Chez UCD Network, entreprise que j'ai cofondée en 2005, nous avons commencé à inventer nos propres modes de travail collaboratifs et créatifs à distance il y a plus de quinze ans quand la culture professionnelle dans laquelle nous souhaitions évoluer et les collaborateurs avec lesquels nous voulions travailler étaient hors de portée géographique et répartis à travers l'Europe. Nous avons alors conçu notre formule d'agence en réseau œuvrant en "équipe-commando" sur nos projets de conception d'innovation ou de transformation et en mettant en place une série de modalités opérationnelles pour booster notre esprit collaboratif, créatif et expérimentateur en présentiel comme à distance. Voici ce que nous avons appris de notre longue expérience de la collaboration créative pluridisciplinaire à distance et au rythme des évolutions technologiques :
1. L’espace digital repousse les murs et apporte une bouffée d’air frais
Fini la chasse aux salles de réunions qu’il faut réserver, qui sont parfois trop grandes ou trop petites pour le nombre de collaborateurs, souvent aveugles, avec un mobilier massif régulièrement inadapté pour engager une session de travail créatif (pas de paperboard, pas de recharge de papier, de pauvres marqueurs à l'encre sèche…), avec pour seule lumière celle de la présentation powerpoint sur l’écran plat qui défile au rythme des bras croisés des participants calés dans leur chaises.
L’espace de travail digital se compose des espaces de chacun. Et si l’hôte de la réunion a bien pris soin de rappeler les conditions d’un bon environnement – casque, micro, bonne connexion internet, lumière, calme… – chacun peut se mettre à l’aise pour collaborer le plus confortablement possible. Avec un peu de chance, s’offrent encore aux regards des vues imprenables sur un jardin, sur des rues du bout du monde, la neige du grand nord, le soleil du Sud, l’exotisme d’un habitat étranger… On découvre amusés les environnements respectifs, et pouvons spontanément, en un clic, nous retrouver en sous-groupe pour échanger. L’espace se multiple et diminue au gré des besoins ! Et avec quelle facilité ! Les groupes se font et se défont au rythme des objectifs sur une même session de travail. Les murs de post-it s’ouvrent et se ferment, s’agrandissent ; les résultats s’exportent en un clic ! Et la salle projet reste accessible à chacun aussi longtemps que nécessaire !
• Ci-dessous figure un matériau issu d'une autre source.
PR #11676, opened 2023-03-12
RichCommand: Added support for multiple hot keys

cinqmilleans:
**Resolved / Related Issues**
This pr allows to use several hotkeys for the same action. Added SecondHotKey and MediaHotKey in addition to HotKey. They are optional.
If SecondHotKey is set, it also displays in menus (eg: Ctrl+T,Ctrl-Shit+B.
If MediaHotkey is set, it does not display. This allows to assign the optional media keys of some keyboards (GoBack, GoHome, ...).

The code to modify the HotKeys, which was not yet used, has been removed. It had been designed for a single hotkey per command. A multikey version will come later.

**Validation**
- [x] Built and ran the app

### DIFF
--- a/src/Files.App/Actions/IAction.cs
+++ b/src/Files.App/Actions/IAction.cs
@@ -10,6 +10,8 @@ namespace Files.App.Actions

2. Paradoxalement, la distance nous rapproche
La distance peut créer une plus grande proximité entre les membres de l’équipe. En ligne, on mesure pleinement la chance de pouvoir se retrouver et échanger. Les réunions ne sont plus cette habitude fonctionnelle ancrée dans nos jobs respectifs qui nous a fait si souvent sous-estimer la chance que nous avions de pouvoir nous retrouver ensemble pour contribuer individuellement à l’avancée vers notre but commun. Là encore, affranchis des codes habituels qui régissent les réunions, les échanges deviennent plus profonds, plus authentiques, l’étiquette a peu sa place dans l’empilage aléatoire des vignettes zoom. Le «boss» ne siège plus au centre de la table avec à sa droite son dauphin. La parité trouve plus naturellement sa place. Les avis se sondent aisément (partage d’un geste convenu, d’une emoticon, votes par gommettes…) et même si nécessaire, anonymement !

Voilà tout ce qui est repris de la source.